# Adaptador DKU-2 a DKU-5



## ^LEO^

Mi consulta es que ando buscando hace rato el cable DKU-5 y el que tengo es el DKU-2, quiero saber si el DKU-2 lo puedo pasar a DKU-5 con algún diagrama o esquema, porque hasta ahora no he encontrado nada. 

Por favor alguien que me ayude gracias.


----------



## Andres Cuenca

Hola, 

Antes de contestarte primero hay que diferenciar los cables: el DKU-5 es en realidad un conversor USB a serial, mientras que el DKU-2 es una simple extensión USB con conector pop-port.

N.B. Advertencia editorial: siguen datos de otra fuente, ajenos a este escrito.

PR #3626, opened 2024-02-19
fix(quantic): adding support to opening case comments in Salesforce sub tabs

mmitiche:
# [SFINT-5343](https://coveord.atlassian.net/browse/SFINT-5343)

## The issue:

In the Hosted Insight Panel, when you have a Case Comment indexed and you  try to open this Case Comment  result, we try to open a primary tab with the Case Comment as the record which does not work in Salesforce and gives the following error:
 

https://github.com/coveo/ui-kit/assets/86681870/68f43654-40ee-4c10-988d-167c400e555e

## The solution:

Instead of opening the Case Comment, we adapted our logic in Quantic to open the parent of that Case Comment which is the Case it self. 
This will match the behaviour we had with the standard insight panel.

In order to do this, I needed to added the `sfparentid` to the list of fields to include by default when we fetch results
Having this field will allow us to open the parent record of the Case Comment.
I also updated the logic of the Quantic Result Link component in order to support the case where the parent of the record is the one that needs to be opened:

https://github.com/coveo/ui-kit/assets/86681870/f9c93d99-8451-4f93-be65-dbcbaef05c21

[SFINT-5343]: https://coveord.atlassian.net/browse/SFINT-5343?atlOrigin=eyJpIjoiNWRkNTljNzYxNjVmNDY3MDlhMDU5Y2ZhYzA5YTRkZjUiLCJwIjoiZ2l0aHViLWNvbS1KU1cifQ


packages/quantic/force-app/main/default/lwc/quanticResultLink/quanticResultLink.js
```diff
@@ -8,6 +8,11 @@ import {ResultUtils} from 'c/quanticUtils';
 import {NavigationMixin} from 'lightning/navigation';
 import {LightningElement, api} from 'lwc';
 
+/**
+ * Some document types cannot be opened directly in Salesforce, but we need to open their parent record, as is the case for the Case Comment document type.
+ */
+const documentTypesRequiringParentRecord = ['CaseComment'];
```
erocheleau, line 14: Have you tried if it's possible to have the comment of a comment?

Aka try to figure out in which situation this is **not** actually working.

I don't exactly know anymore, but there's two types of objects that can be considered "CaseComments" too, the first one is an old feature called Case Comment, and the 2nd one are what we call specific FeedItems records where the parent is a Case.

But there's also FeedComment where the parent can be a FeedItem on a case, etc.

all in all make sure it works with grand-children too etc.

erocheleau (approved):
Just make sure to test to see if you can actually break that.

SimonMilord (approved):
Looks good to me, just not 100% sure if there are other document types requiring the parent record as etienne brought it up

packages/quantic/force-app/main/default/lwc/quanticResultLink/quanticResultLink.js
mmitiche: The logic I added was meant to be easily scalable to adapt to any other similar situation/issue that we would face. 
But for now that's the only case where I managed to reproduce the issue with.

Así que si quieres realizar esta impractica conversión deberás tener un circuito conversor USB a serial. Búscate algún diagrama que se base en el circuito integrado PL2303 ya que este parece ser el que mas soportan los drivers.

Saludos,
Li-ion.


----------



## karen puerta

lo que quiero saber es que programa se necesita para utilizar el cable dku5


----------



## caliche

karen puerta dijo:
			
		

> lo que quiero saber es que programa se necesita para utilizar el cable dku5



El NOKIA PC SUITE y el driver para el DKU5, puedes descargar el driver desde esta pagina:

http://latinoamerica2.ext.nokia.com/soporte/galeria/pc_suite/cable_drivers_dku5.htm


----------



## caguilera

quisiera saber si un cable DKU-5 se puede reparar lla q el mio se me arruino eso supongo yo el la computadora me sale un mensaje q dice no se reconoce el dispositivo USB uno de los dispositivos USB vinculados a este equipo ha tenido un mal funcionamiento y windows no lo ha reconosido.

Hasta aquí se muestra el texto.